**Assignment**
Your reply should be an exact copy of the lines from the one that holds "ellswift: introduce ElligatorSwift" to the end of the data below.

-- Information shown follows --

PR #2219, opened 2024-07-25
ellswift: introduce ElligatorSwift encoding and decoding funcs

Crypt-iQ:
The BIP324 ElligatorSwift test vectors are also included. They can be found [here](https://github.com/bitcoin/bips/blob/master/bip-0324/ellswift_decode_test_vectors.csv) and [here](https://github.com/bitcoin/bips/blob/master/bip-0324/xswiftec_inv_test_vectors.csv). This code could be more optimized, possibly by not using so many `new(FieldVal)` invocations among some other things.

-- Information shown concluded --

**Result of the task**
ellswift: introduce ElligatorSwift encoding and decoding funcs

Crypt-iQ:
The BIP324 ElligatorSwift test vectors are also included. They can be found [here](https://github.com/bitcoin/bips/blob/master/bip-0324/ellswift_decode_test_vectors.csv) and [here](https://github.com/bitcoin/bips/blob/master/bip-0324/xswiftec_inv_test_vectors.csv). This code could be more optimized, possibly by not using so many `new(FieldVal)` invocations among some other things.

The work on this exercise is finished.